◆ To do ◆
Among the lines below, restate word for word only those from the line with "backdrop = type(backdrop)" through the line with "backdrop.win = backdrop.win", with both end lines kept.

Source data
=== Section Start ===

PR #793, opened 2025-01-30
feat(picker): new file explorer `Snacks.picker.explorer()`

folke:
## Description

File explorer picker.

## Testing

```lua
{
  { "nvim-neo-tree/neo-tree.nvim", enabled = false },
  {
    "folke/snacks.nvim",
    keys = {
      { "<leader>e", function() Snacks.picker.explorer() end, desc = "Explorer Snacks" },
    },
    init = function()
      vim.api.nvim_create_autocmd("BufEnter", {
        group = vim.api.nvim_create_augroup("snacks_explorer_start_directory", { clear = true }),
        desc = "Start Snacks Explorer with directory",
        once = true,
        callback = function()
          local dir = vim.fn.argv(0) --[[@as string]]
          if dir ~= "" and vim.fn.isdirectory(dir) == 1 then
            Snacks.picker.explorer({ cwd = dir })
          end
        end,
      })
    end,
  },
}
```

## Screenshots

image

### DIFF
--- a/.gitignore
+++ b/.gitignore
@@ -5,5 +5,9 @@
 /debug
 /doc/tags
 foo.*
+foo*.*
 node_modules
 tt.*
+/tmp
+repomix*
+.aider*
--- a/lua/snacks/layout.lua
+++ b/lua/snacks/layout.lua
@@ -132,7 +132,9 @@ function M.new(opts)
     local sp = vim.fn.screenpos(self.root.win, 1, 1)
     if not vim.deep_equal(sp, self.screenpos) then
       self.screenpos = sp
-      self:update()
+      return self:update()
+    elseif vim.tbl_contains(vim.v.event.windows, self.root.win) then
+      return self:update()
     end
   end)
 
@@ -376,6 +378,15 @@ end
 ---@param parent snacks.win.Dim
 ---@private
 function M:dim_box(widget, parent)
+  -- honor the actual window size for split layouts
+  if not self.opts.fullscreen and widget.id == 1 and self.split and self.root:valid() then
+    return {
+      height = vim.api.nvim_win_get_height(self.root.win),
+      width = vim.api.nvim_win_get_width(self.root.win),
+      col = 0,
+      row = 0,
+    }, { left = 0, right = 0, top = 0, bottom = 0 }
+  end
   local opts = vim.deepcopy(widget) --[[@as snacks.win.Config]]
   -- adjust max width / height
   opts.max_width = math.min(parent.width, opts.max_width or parent.width)
--- a/lua/snacks/layout.lua
+++ b/lua/snacks/layout.lua
@@ -5,6 +5,7 @@
 ---@field box_wins snacks.win[]
 ---@field win_opts table<string, snacks.win.Config>
 ---@field closed? boolean
+---@field split? boolean
 ---@field screenpos number[]?
 local M = {}
 M.__index = M
@@ -50,6 +51,7 @@ function M.new(opts)
   -- wrap the split layout in a vertical box
   -- this is needed since a simple split window can't have borders/titles
   if self.opts.layout.position and self.opts.layout.position ~= "float" then
+    self.split = true
     local inner = self.opts.layout
     self.opts.layout = {
       zindex = inner.zindex or 30,
@@ -210,20 +212,23 @@ function M:update()
   end
 
   -- Calculate offsets for vertical splits
-  local voffset = 0
+  local top, bottom = 0, 0
   local pos = self.opts.layout.position
-  if pos and (pos == "left" or pos == "right") then
-    voffset = (vim.o.cmdheight + (vim.o.laststatus == 3 and 1 or 0)) or 0
-    voffset = voffset
-      + (((vim.o.showtabline == 2 or (vim.o.showtabline == 1 and #vim.api.nvim_list_tabpages() > 1)) and 1 or 0) or 0)
+  if pos and (pos == "left" or pos == "right") or self.opts.fullscreen then
+    bottom = (vim.o.cmdheight + (vim.o.laststatus == 3 and 1 or 0)) or 0
+    top = (vim.o.showtabline == 2 or (vim.o.showtabline == 1 and #vim.api.nvim_list_tabpages() > 1)) and 1 or 0
   end
   self:update_box(layout, {
     col = 0,
-    row = 0,
+    row = self.opts.fullscreen and self.split and top or 0, -- only needed for fullscreen splits
     width = vim.o.columns,
-    height = vim.o.lines - voffset,
+    height = vim.o.lines - top - bottom,
   })
 
+  -- fix fullscreen float layouts
+  if self.opts.fullscreen and not self.split then
+    self.root.opts.row = self.root.opts.row + top
+  end
   for _, win in pairs(self:get_wins()) do
     if win:valid() then
       -- update windows with eventignore=all
@@ -405,6 +410,11 @@ function M:update_win(win, parent)
       zindex = self.root.opts.zindex + win.depth,
     }
   )
+  -- fix fullscreen for splits
+  if self.opts.fullscreen and self.split then
+    w.opts.relative = "editor"
+    w.opts.win = nil
+  end
   -- adjust max width / height
   w.opts.max_width = math.min(parent.width, w.opts.max_width or parent.width)
   w.opts.max_height = math.min(parent.height, w.opts.max_height or parent.height)
--- a/lua/snacks/layout.lua
+++ b/lua/snacks/layout.lua
@@ -52,10 +52,12 @@ function M.new(opts)
   if self.opts.layout.position and self.opts.layout.position ~= "float" then
     local inner = self.opts.layout
     self.opts.layout = {
+      zindex = inner.zindex or 30,
       box = "vertical",
       position = inner.position,
       width = inner.width,
       height = inner.height,
+      backdrop = inner.backdrop,
       inner,
     }
     inner.width, inner.height, inner.col, inner.row, inner.position = 0, 0, 0, 0, nil
@@ -71,9 +73,18 @@ function M.new(opts)
       local has_border = box.border and box.border ~= "" and box.border ~= "none"
       local is_root = box.id == 1
       if is_root or has_border then
-        local backdrop = false ---@type boolean?
-        if is_root then
-          backdrop = nil
+        local backdrop = box.backdrop
+        if backdrop == nil then
+          backdrop = 60
+        end
+        if is_root and backdrop then
+          backdrop = type(backdrop) == "number" and { blend = backdrop } or backdrop
+          backdrop = backdrop == true and {} or backdrop
+          ---@cast backdrop snacks.win.Backdrop
+          backdrop.win = backdrop.win or {}
+          backdrop.win.zindex = 20
+        else
+          backdrop = false
         end
         self.box_wins[box.id] = Snacks.win(Snacks.win.resolve(box, {
           relative = is_root and (box.relative or "editor") or "win",
--- a/lua/snacks/layout.lua
+++ b/lua/snacks/layout.lua
@@ -5,6 +5,7 @@
 ---@field box_wins snacks.win[]
 ---@field win_opts table<string, snacks.win.Config>
 ---@field closed? boolean
+---@field screenpos number[]?
 local M = {}
 M.__index = M
 
@@ -111,6 +112,17 @@ function M.new(opts)
     end
   end)
 
+  self.root:on("WinResized", function(_, ev)
+    if self.closed then
+      return true
+    end
+    local sp = vim.fn.screenpos(self.root.win, 1, 1)
+    if not vim.deep_equal(sp, self.screenpos) then
+      self.screenpos = sp
+      self:update()
+    end
+  end)
+
   -- update layout on VimResized
   self.root:on("VimResized", function()
     self:update()
@@ -183,6 +195,7 @@ function M:update()
   end
   if not self.root:valid() then
     self.root:show()
+    self.screenpos = vim.fn.screenpos(self.root.win, 1, 1)
   end
 
   -- Calculate offsets for vertical splits
--- a/lua/snacks/picker/actions.lua
+++ b/lua/snacks/picker/actions.lua
@@ -104,9 +104,21 @@ end
 M.cancel = "close"
 M.edit = M.jump
 M.confirm = M.jump
-M.edit_split = { action = "jump", cmd = "split" }
-M.edit_vsplit = { action = "jump", cmd = "vsplit" }
-M.edit_tab = { action = "jump", cmd = "tabnew" }
+M.edit_split = { "split", "confirm" }
+M.edit_vsplit = { "vsplit", "confirm" }
+M.edit_tab = { "tab", "confirm" }
+
+function M.split()
+  vim.cmd("split")
+end
+
+function M.vsplit()
+  vim.cmd("vsplit")
+end
+
+function M.tab()
+  vim.cmd("tabnew")
+end
 
 function M.toggle_maximize(picker)
   picker.layout:maximize()
@@ -361,6 +373,7 @@ function M.load_session(picker)
 end
 
 function M.help(picker)
+  dd("help")
   local item = picker:current()
   if item then
     picker:close()
@@ -453,6 +466,7 @@ end
 function M.toggle_hidden(picker)
   local opts = picker.opts --[[@as snacks.picker.files.Config]]
   opts.hidden = not opts.hidden
+  picker.list:set_target()
   picker:find()
 end
 
--- a/lua/snacks/picker/actions.lua
+++ b/lua/snacks/picker/actions.lua
@@ -448,12 +448,6 @@ function M.focus_preview(picker)
   picker.preview.win:focus()
 end
 
-function M.toggle_ignored(picker)
-  local opts = picker.opts --[[@as snacks.picker.files.Config]]
-  opts.ignored = not opts.ignored
-  picker:find()
-end
-
 function M.item_action(picker, item, action)
   if item.action then
     picker:norm(function()
@@ -461,19 +455,6 @@ function M.item_action(picker, item, action)
       item.action(picker, item, action)
     end)
   end
-end
-
-function M.toggle_hidden(picker)
-  local opts = picker.opts --[[@as snacks.picker.files.Config]]
-  opts.hidden = not opts.hidden
-  picker.list:set_target()
-  picker:find()
-end
-
-function M.toggle_follow(picker)
-  local opts = picker.opts --[[@as snacks.picker.files.Config]]
-  opts.follow = not opts.follow
-  picker:find()
 end
 
 function M.list_top(picker)
--- a/lua/snacks/picker/actions.lua
+++ b/lua/snacks/picker/actions.lua
@@ -421,14 +421,10 @@ function M.cycle_win(picker)
   end
   win = wins[idx % #wins + 1] or 1 -- cycle
   vim.api.nvim_set_current_win(win)
-  if win == picker.input.win.win then
-    vim.cmd("startinsert!")
-  end
 end
 
 function M.focus_input(picker)
   picker.input.win:focus()
-  vim.cmd("startinsert!")
 end
 
 function M.focus_list(picker)
--- a/lua/snacks/picker/config/defaults.lua
+++ b/lua/snacks/picker/config/defaults.lua
@@ -83,6 +83,7 @@ local M = {}
 ---@field prompt? string prompt text / icon
 ---@field title? string defaults to a capitalized source name
 ---@field auto_close? boolean automatically close the picker when focusing another window (defaults to true)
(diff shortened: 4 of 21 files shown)


dpetka2001:
2 things I noticed around the search function when you press `/`:
- If you have `<esc>` mapped to close the picker, then it leaves you at `insert` mode. Similar thing happened with other pickers, when `stopinsert` was executing after `picker:close()`.
- Since, the search happens in the `cwd`, it would be desirable to search through the folders that are closed in the explorer, but still in the path of `cwd`. Otherwise, you have to open the folder and then do the search, which kind of defeats the purpose of search in my personal opinion.

A separate issue is, when pressing `<C-l>` (which in LazyVim is mapped for `<C-w>l`), I get an error 
```lua
E5108: Error executing lua: /home/jrn23/projects/plugins/snacks.nvim/lua/snacks/win.lua:484: Invalid 'window': Expected Lua number
stack traceback:
	[C]: in function 'nvim_win_call'
	/home/jrn23/projects/plugins/snacks.nvim/lua/snacks/win.lua:484: in function 'hscroll'
	...ojects/plugins/snacks.nvim/lua/snacks/picker/actions.lua:397: in function 'fn'
	/home/jrn23/projects/plugins/snacks.nvim/lua/snacks/win.lua:339: in function </home/jrn23/projects/plugins/snacks.nvim/lua/snacks/win.lua:334>
```
Whereas `<C-w>l` works just fine.

dpetka2001:
Also pressing `<CR>` on a folder opens the folder, but when you press it on a file to open the file, it doesn't open it. It just closes the explorer and returns to the already opened buffer.

pkazmier:
> * Since, the search happens in the `cwd`, it would be desirable to search through the folders that are closed in the explorer, but still in the path of `cwd`. Otherwise, you have to open the folder and then do the search, which kind of defeats the purpose of search in my personal opinion.

Yes, I just came here to say the same thing.

dpetka2001:
It seems that `<CR>` for opening a file only works from the input field after you've done a search. But not from the list window when you traverse the explorer tree.

nikbrunner:
I tested the pr branch while it was still open, and also noticed these two things first.

---

> A separate issue is, when pressing `<C-l>` (which in LazyVim is mapped for `<C-w>l`), I get an error
> 
> ```lua
> E5108: Error executing lua: /home/jrn23/projects/plugins/snacks.nvim/lua/snacks/win.lua:484: Invalid 'window': Expected Lua number
> stack traceback:
> 	[C]: in function 'nvim_win_call'
> 	/home/jrn23/projects/plugins/snacks.nvim/lua/snacks/win.lua:484: in function 'hscroll'
> 	...ojects/plugins/snacks.nvim/lua/snacks/picker/actions.lua:397: in function 'fn'
> 	/home/jrn23/projects/plugins/snacks.nvim/lua/snacks/win.lua:339: in function </home/jrn23/projects/plugins/snacks.nvim/lua/snacks/win.lua:334>
> ```
> 
> Whereas `<C-w>l` works just fine.

I think the issue is here, that it conflicts with these default config mappings:

https://github.com/folke/snacks.nvim/blob/927f50200e904d768ae8b711e9dcd0a2accdfd9d/lua/snacks/picker/config/defaults.lua?plain=1#L260-L261

---

> Also pressing `<CR>` on a folder opens the folder, but when you press it on a file to open the file, it doesn't open it. It just closes the explorer and returns to the already opened buffer.

dpetka2001:
Oh, nice catch @nikbrunner. I never used that feature, so wasn't aware of it. I guess it makes sense and can maybe be ignored if Folke doesn't deem it a problem. I also noticed that the corresponding mappings in `defaults.lua` are not the same for `input` and `list`, they are reversed.

dpetka2001:
I also noticed 2 instances of `dd` here https://github.com/folke/snacks.nvim/blob/fa20147abd64b863de62488ed60df448a9c113f2/lua/snacks/picker/actions.lua#L375-L382 and here https://github.com/folke/snacks.nvim/blob/fa20147abd64b863de62488ed60df448a9c113f2/lua/snacks/picker/source/explorer.lua#L245-L248 which you might want to remove :smile:

nikbrunner:
Yeah, I also didn't know about it. I was trying to disable those keymaps in my config, but I couldn't make it work.

When I put in blank strings, I don't get the error, but it also doesn't do anything.
```lua
 ["<c-l>"] = "", 
 ["<c-h>"] = "", 
```

When I use `nil`, the default mapping from snacks gets mapped, and I get an error again.

```lua
 ["<c-l>"] = nil, 
 ["<c-h>"] = nil, 
```

Since the PR is already merged, we should probably create some issues instead of discussing it here? Folke can close it when he doesn't deem it to be an issue. Currently I see three main issues:

- Pressing enter on an entry in the list doesn't open the file. (It does open folders though)
- Keymapping conflict for often used <kbd>Ctrl-h/j/k/l</kbd> navigation bindings
- Error when pressing <kbd>BS</kbd> to navigate up in the tree. (This is also a default binding in the snacks config)

```
E5108: Error executing lua: ...m/lazy/snacks.nvim/lua/snacks/picker/source/explorer.lua:246: attempt to call global 'dd' (a nil value)
stack traceback:
        ...m/lazy/snacks.nvim/lua/snacks/picker/source/explorer.lua:246: in function 'fn'
        ...br/.local/share/nvim/lazy/snacks.nvim/lua/snacks/win.lua:339: in function <...br/.local/share/nvim/lazy/snacks.nvim/lua/snacks/win.lua:334>
```

dpetka2001:
The horizontal preview mappings have been removed if you check the latest commits, so no prob there. 

`<BS>` correctly navigates up one directory for me without throwing any error. The error you get from pressing `<BS>` is from a remnant of `dd` as also indicated in the error that you pasted, that I've already mentioned in my previous comment and I'm sure this will get removed as well.

Only pressing `<CR>` in the list window remains, which I'm sure it will be solved.

folke:
Just pushed a bunch of changes, so please update :)

- that `<c-l>` was indeed for horizontal scrolling in the preview. I fixed it so it no longer errors when the preview is open and I also removed the two related keymaps. Users can still add them in their own config if they want
- `dd` removed :)
- search: should work as you would expect now. Please test! Since this was a pretty big change of what I had before.

Will check that `<CR>` thing.

pkazmier:
While searching now works for items in closed folders, the cursor line does not highlight the match, so pressing enter does not open the file:

image

dpetka2001:
Also if you would be kind, please look into the minor problem, that when someone has `esc` mapped to close pickers from `insert` mode in the input field when you do a search with `/`, then it leaves you in `insert` mode in the buffer. I believe somewhere a `stopinsert` has to be implemented just like in the other pickers.

Also, with the new live grep it shows correctly the files in the closed folder as well, but I noticed something. Let's say I'm in the buffer `~/.config/nvim/lua/config/keymaps.lua` and search for `snacks` there's a file `~/.config/nvim/lua/plugins/snacks.lua`and when I press `<CR>` on it, then it opens a new empty buffer instead of the correct buffer. I pressed `<C-g>` to show the path of the buffer and I got back 
```lua
"~/.config/LazyVimDev//home/jrn23/.config/LazyVimDev/lua/plugins/snacks.lua" [New] --No lines in buffer--
```
I believe the path is not applied correctly and should be taken into account.

folke:
Found that `<cr>` issue.
Problem was that the `jump` action, sets the current window to the main window where you want to open the file.
The file explorer's file follow code then kicked in and chanched the selected item back to the file already open.
So jump then basically opened the same file :)

folke:
> While searching now works for items in closed folders, the cursor line does not highlight the match, so pressing enter does not open the file. In this screenshot, my `config` folder was closed. So while it does show the contents correctly, the cursor line is not lined up with the matching input.

Right, changed it to always go to the first non-internal node.

folke:
> What is your expectation if you disable live mode and typed: `la` in the fuzzy matcher in your lazyvim config directory? Would you expect it to open the closed folders like `lua` would when live mode is enabled?

This works as expected. When disabling live search, it's just the matcher that's doing its work. Changing the code so that new internal nodes sorted in between other items while matching is not something I'm willing to add. Complex and would be bad for performance.

nikbrunner:
I have updated to the latest version, but I encountered another issue.

When I use the fuzzy search in the explorer and press Enter to select the first matched entry without leaving the input, the file does not open. The path starts from `/Users/..`.

The same issue occurs when I leave the input filled, navigate the list, and then press Enter.

I created a short video for the first case. First, I reproduce the issue, and then I open the same file using the `Snacks.recent` picker to demonstrate the difference in the path shown in the status line.

https://github.com/user-attachments/assets/eea4cc01-60b6-4aeb-9382-9e0da63f01eb

folke:
@dpetka2001 fixed that issue with paths.

Will now look into:

> Also if you would be kind, please look into the minor problem, that when someone has esc mapped to close pickers from insert mode in the input field when you do a search with /, then it leaves you in insert mode in the buffer. I believe somewhere a stopinsert has to be implemented just like in the other pickers.

folke:
@dpetka2001 how can I reproduce this?
I mapped esc to close and when I'm in the input field and do esc it just closes and I'm back in normal mode?

dpetka2001:
I only have this for the relevant part of the config
```lua
opts = {
  picker = {
    win = {
          input = {
            keys = {
              ["<Esc>"] = { "close", mode = { "n", "i" } },
            },
          },
        },    
  },
}
```
and then this 
```lua
{
    "folke/snacks.nvim",
    keys = {
      {
        "<leader>e",
        function()
          Snacks.picker.explorer()
        end,
        desc = "Explorer Snacks",
      },
    },
    init = function()
      vim.api.nvim_create_autocmd("BufEnter", {
        group = vim.api.nvim_create_augroup("snacks_explorer_start_directory", { clear = true }),
        desc = "Start Snacks Explorer with directory",
        once = true,
        callback = function()
          local dir = vim.fn.argv(0) --[[@as string]]
          if dir ~= "" and vim.fn.isdirectory(dir) == 1 then
            Snacks.picker.explorer({ cwd = dir })
          end
        end,
      })
    end,
  },
```
as instructed in the PR. My whole picker config is the following, but I don't think it's relevant
```lua
picker = {
        win = {
          input = {
            keys = {
              ["<Esc>"] = { "close", mode = { "n", "i" } },
            },
          },
        },
        formatters = {
          file = {
            filename_first = true,
          },
        },
        sources = {
          projects = {
            win = {
              input = {
                keys = {
                  ["<c-g>"] = { "live_grep", mode = { "i", "n" } },
                },
              },
            },
            actions = {
              live_grep = function(_, item)
                Snacks.picker.pick("grep", {
                  cwd = item.file,
                })
              end,
            },
            confirm = function(_, item)
              Snacks.picker.pick("files", {
                cwd = item.dir,
              })
            end,
          },
          -- Credit https://github.com/folke/snacks.nvim/issues/532#issuecomment-2609303872
          files_with_symbols = {
            multi = { "files", "lsp_symbols" },
            filter = {
              ---@param p snacks.Picker
              ---@param filter snacks.picker.Filter
              transform = function(p, filter)
                local symbol_pattern = filter.pattern:match("^.-@(.*)$")
                local line_nr_pattern = filter.pattern:match("^.-:(%d*)$")
                local search_pattern = filter.pattern:match("^.-#(.*)$")
                local pattern = symbol_pattern or line_nr_pattern or search_pattern

                if pattern then
                  local item = p:current()
                  if item and item.file then
                    filter.meta.buf = vim.fn.bufadd(item.file)
                  end
                end

                if not filter.meta.buf then
                  filter.source_id = 1
                  return
                end

                if symbol_pattern then
                  filter.pattern = symbol_pattern
                  filter.current_buf = filter.meta.buf
                  filter.source_id = 2
                  return
                end

                if line_nr_pattern then
                  filter.pattern = filter.pattern:gsub(":%d*$", "")
                  filter.current_buf = filter.meta.buf
                  filter.source_id = 1
                  local item = p:current()
                  if item then
                    item.pos = { tonumber(line_nr_pattern) or 1, 0 }
                    p.preview:loc()
                  end
                  return
                end

                if search_pattern then
                  filter.pattern = filter.pattern:gsub("#.*$", "")
                  filter.current_buf = filter.meta.buf
                  filter.source_id = 1
                  if search_pattern == "" then
                    return
                  end
                  local item = p:current()
                  vim.api.nvim_buf_call(p.preview.win.buf, function()
                    vim.api.nvim_win_set_cursor(0, { 1, 0 })
                    local search = vim.fn.searchpos(search_pattern, "cw")
                    if search[1] > 0 then
                      vim.cmd("/" .. search_pattern)
                      vim.api.nvim_win_set_cursor(0, { search[1], search[2] })
                      item.pos = { search[1], search[2] }
                    end
                  end)
                  return
                end
              end,
            },
            win = {
              input = {
                keys = {
                  ["<c-n>"] = { "next_result", mode = { "i", "n" } },
                  ["<esc>"] = { "close", mode = { "i", "n" } },
                },
              },
            },
            actions = {
              close = function(p, _)
                vim.cmd("noh")
                p:close()
              end,
              next_result = function(p, _)
                local filter = p:filter()
                local pattern = filter.pattern
                local search_pattern = pattern:match("^.-#(.*)$")

                if search_pattern and search_pattern ~= "" then
                  local item = p:current()

                  vim.api.nvim_buf_call(p.preview.win.buf, function()
                    local search = vim.fn.searchpos(search_pattern, "cw")
                    if search[1] > 0 then
                      vim.cmd("/" .. search_pattern)

                      vim.api.nvim_win_set_cursor(0, { search[1], search[2] })
                      item.pos = { search[1], search[2] }
                    end
                  end)
                  return
                end
              end,
            },
          },
          lsp_symbols = {
            layout = {
              preview = "main",
              preset = "ivy",
            },
          },
        },
      },
```
except the part for `win.input.keys`.

folke:
@nikbrunner yep, fixed. Was the same issue reported by @dpetka2001

folke:
@dpetka2001 this part might cause issues:

```lua
close = function(p, _)
                vim.cmd("noh")
                p:close()
              end,
```
You're probably unaware but this will override the `Snacks.win` close action (which is different from picker actions that get wrapped into win actions)

folke:
However, even with that I still can't reproduce it.

folke:
Just tried it with a minimal repro and still can't reproduce.

folke:
Are you using a winbar plugin by any chance?

dpetka2001:
No winbar. Just tried a fresh LazyVim installation and it works there. Will dig in further to find out what's causing this, so please disregard for the time being until I manage to come up with new info or not.

nikbrunner:
A question: Would it be possible that the Explorer Sidebar stays open after I select an item? I personally would like that. But I also can live without it. I have found the `auto_close` config option, which firstly I assumed was for this usecase, but the annotation told me, its for something else:

```lua
---@field auto_close? boolean automatically close the picker when focusing another window (defaults to true)
```

folke:
Just added `opts.jump.close` which defaults to `true` for all, but not for the explorer.
Makes more sense to keep it open indeed.

nikbrunner:
Thats awesome. Thank you 🙏

dpetka2001:
I found the culprit for being dropped into `insert` mode. It's the plugin `barbar.nvim` that I replaced `bufferline.nvim` with. Now need to find out the reason it happens. I don't know if that's what you meant by winbar plugin, but I thought you meant for example a plugin like `dropbar` that adds breadcrumbs in the winbar, that's why I said I didn't have any. And I only use `barbar` to show me the buffers just like bufferline did.

folke:
That's odd indeed! No idea what that plugin does or why it would cause issues.
Prompt buffers however really behave weird and different from normal buffers with regards to stopinsert.
I'm still doing a `stopinsert`, but that's actually not needed because Neovim does that automatically when you leave a prompt buffer.

I added the extra `stopinserts` to fix weird issues with cursor jumps being off by one mostly. and for some users that get put in INSERT mode.

Let me know if you do find anhything!

JensPauwels:
Hey @folke,

Noticed an error in the explorer.

Steps to reproduce:

1) Open explorer
2) Close file window
3) Open file
4) Open explorer again

https://github.com/user-attachments/assets/040b10ba-d65c-40c1-9bb3-5cd933722f70

nikbrunner:
> Just added `opts.jump.close` which defaults to `true` for all, but not for the explorer. Makes more sense to keep it open indeed.

This works now, but now the chosen file doesnt open when picked from the list. It does open when searched for in the input.

https://github.com/user-attachments/assets/24f52694-93a5-4176-aeff-7c0ceff4c43c

I also should find a way to disable the blink completion when inside that explorer input.. 🤔

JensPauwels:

=== Section End ===

◆ Result of this task ◆
+          backdrop = type(backdrop) == "number" and { blend = backdrop } or backdrop
+          backdrop = backdrop == true and {} or backdrop
+          ---@cast backdrop snacks.win.Backdrop
+          backdrop.win = backdrop.win or {}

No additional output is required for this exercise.